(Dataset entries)
PR #19117, opened 2025-07-10
Improve TSF color filtering logic (re: QQPinyin)

lhecker:
If an IME provider sets both `crText` and `crBk` we should respect this,
but the previous logic would incorrectly assert for `crLine != TF_CT_NONE`.

## Validation Steps Performed
❌ I'm not aware which TSF even sets these colors in a
way that's compatible with us in the first place...


carlos-zamora (approved):
Looks good to me. The way he handle underline seems right too, since we're currently treating this block as "apply styling if foreground and background styling type matches", so just extending that reasoning to underline makes sense to me.

DHowett (approved):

Your assignment: Type out every record above once more, exactly.

Answer to the problem:
PR #19117, opened 2025-07-10
Improve TSF color filtering logic (re: QQPinyin)

lhecker:
If an IME provider sets both `crText` and `crBk` we should respect this,
but the previous logic would incorrectly assert for `crLine != TF_CT_NONE`.

## Validation Steps Performed
❌ I'm not aware which TSF even sets these colors in a
way that's compatible with us in the first place...


carlos-zamora (approved):
Looks good to me. The way he handle underline seems right too, since we're currently treating this block as "apply styling if foreground and background styling type matches", so just extending that reasoning to underline makes sense to me.

DHowett (approved):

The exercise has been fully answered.